## Task description
In the records below, find the line that contains "this quests seem" and the line that contains "AddInformationToTourism(), // OSM Carto". Set down exactly those lines and every line between them, and nothing more.

## Supplied data
PR #3191, opened 2021-08-19
promote information=* and segregated=* quests

matkoniecz:
this quests seem both interesting, and actually used data - worth putting above lit=* quest spam

### DIFF
--- a/app/src/main/java/de/westnordost/streetcomplete/quests/QuestModule.kt
+++ b/app/src/main/java/de/westnordost/streetcomplete/quests/QuestModule.kt
@@ -190,6 +190,8 @@ import javax.inject.Singleton
         AddFerryAccessPedestrian(),
         AddFerryAccessMotorVehicle(),
         AddAcceptsCash(featureDictionaryFuture),
+        AddInformationToTourism(), // OSM Carto
+        AddCyclewaySegregation(), //Cyclosm, Valhalla, Bike Citizens Bicycle Navigation...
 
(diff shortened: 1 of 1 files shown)


westnordost:
No, the quests will be reordered in the next major release anyway, all of them.

matkoniecz:
@westnordost Note that I made some minor changes where I was fully certain about them and commited it directly - including one ordering change in https://github.com/streetcomplete/StreetComplete/commit/ff4c07ee689fe1573226e19a9f708c84cfa11fa8

Should I revert this?

westnordost:
Well it will be overwritten. Best if you revert this, so that I don't have merge conflicts. If you want to hcange the order, you should do it on that branch

matkoniecz:
Is https://github.com/streetcomplete/StreetComplete/tree/quest-profiles the correct target?

I see https://github.com/streetcomplete/StreetComplete/tree/quest-order that initially seemed to match better, but from looking at history seems not the proper one (maybe even this pointer qualifies for deletion as no longer needed).

westnordost:
Ehm, the newer one, don't know right now

FloEdelmann:
The [`quest-profiles`](https://github.com/streetcomplete/StreetComplete/tree/quest-profiles) branch contains all the commits from the [`quest-order`](https://github.com/streetcomplete/StreetComplete/tree/quest-order) branch, so that one can likely be deleted.

PR #3192, opened 2021-08-19
Fix grammar in link description

1ec5:
I saw a missing preposition in [this nice writeup about StreetComplete](https://opensource.com/article/21/8/streetcomplete-quests) and my inner grammarian couldn’t resist. 😁


westnordost:
ok, thanks!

## Answer
this quests seem both interesting, and actually used data - worth putting above lit=* quest spam

### DIFF
--- a/app/src/main/java/de/westnordost/streetcomplete/quests/QuestModule.kt
+++ b/app/src/main/java/de/westnordost/streetcomplete/quests/QuestModule.kt
@@ -190,6 +190,8 @@ import javax.inject.Singleton
         AddFerryAccessPedestrian(),
         AddFerryAccessMotorVehicle(),
         AddAcceptsCash(featureDictionaryFuture),
+        AddInformationToTourism(), // OSM Carto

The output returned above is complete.